# Trophy Taker spring steel 1 or 2?



## X-Shooter-GB (Jul 31, 2008)

I asked this question in the general archery but I didn't get many responces so I thought I would try it here.

Is one better then the other or is the only difference between them is one uses 1 screw and the other 2 screws on the blade? The only thing I have heard is that the 2 has a different blade angle? If so which is better?

Thanks in advance,
GB


----------



## Archerywarrior (Apr 17, 2005)

i have good luck with a one hole spring


----------



## Archerywarrior (Apr 17, 2005)

i have good luck with a one hole spring


----------



## X-Shooter-GB (Jul 31, 2008)

Thanks for the reply.


----------



## Belicoso (Aug 22, 2006)

Archerywarrior said:


> i have good luck with a one hole spring


Me to.Very good high quality, little can go wrong rest for sure.


----------



## AT_X_HUNTER (Aug 10, 2005)

I have the new two hole version that allows you to adjust the blade angle.
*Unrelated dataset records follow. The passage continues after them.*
PR #2011, opened 2023-12-20
IF: add latest commit QC known to proposer to block extension (part 1)

linh2931:
This is the first part of adding QC to block extension, implementing the definition and serialization. The remaining work is the insert of QC, which will be done after new `block_header_state` is finished (#1941).

Partly resolved https://github.com/AntelopeIO/leap/issues/1586

PR #2090, opened 2024-01-16
IF: Unification: add latest commit QC known to proposer to block extension (final part)

linh2931:
Continuation of https://github.com/AntelopeIO/leap/pull/2011. Add QC to block extension if needed.

Resolved https://github.com/AntelopeIO/leap/issues/1586


libraries/chain/controller.cpp
```diff
@@ -548,8 +548,13 @@ struct assembled_block {
...
                                    },
                                    [&](assembled_block_if& ab) {
+                                      std::optional<quorum_certificate> qc;
+                                      if( ab.qc && ab.bhs.is_needed(*ab.qc ) ) {
+                                         qc = *ab.qc;
+                                      }
+
                                       auto bsp = std::make_shared<block_state>(ab.bhs, std::move(ab.trx_metas),
-                                                                               std::move(ab.trx_receipts));
+                                                                               std::move(ab.trx_receipts), qc);
```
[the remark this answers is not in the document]
heifner: Actually, I see no reason to copy it at all. Pass the `ab.qc` to `block_state` constructor as `const std::optional<quorum_certificate>&`  and do the `is_needed` check in block_state constructor and pack `*qc` there.

heifner (changes requested):

libraries/chain/controller.cpp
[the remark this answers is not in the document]
linh2931: Great!

libraries/chain/controller.cpp
```diff
@@ -549,7 +549,7 @@ struct assembled_block {
                                    },
                                    [&](assembled_block_if& ab) {
                                       auto bsp = std::make_shared<block_state>(ab.bhs, std::move(ab.trx_metas),
-                                                                               std::move(ab.trx_receipts));
+                                                                               std::move(ab.trx_receipts), std::move(ab.qc));
```
heifner, line 552: This should not be a `std::move`

greg7mdp: > This should not be a `std::move`

Why not? I think the constructor should take a rvalue and it should be a std::move.

heifner: If we cache it in `block_state` then makes sense to move it, otherwise faster to just pass by value.

linh2931: We don't store it in `bloclk_state`. Do you want me to change to pass by value?

greg7mdp: You can leave it as is, thanks Lin. We can change it if the QC needs to be stored in block_state.

greg7mdp (approved):

heifner (approved):

ericpassmore:
Note:start
group: IF
category: INTERNALS
summary: Continuing PR #2011 add quorum certificate to block header extension.
Note:end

Very nice rest.


----------



## X-Shooter-GB (Jul 31, 2008)

Thanks for the replies guys. I think I'm just going to stick with my spring steel 1.


----------



## solocams (May 12, 2006)

hi i bin shooting the one hole spring rest for 4years and love it. thanks joseph


----------



## Aaron Groce (Oct 10, 2009)

i shoot the one hole all the time and love it i dont think i will ever change


----------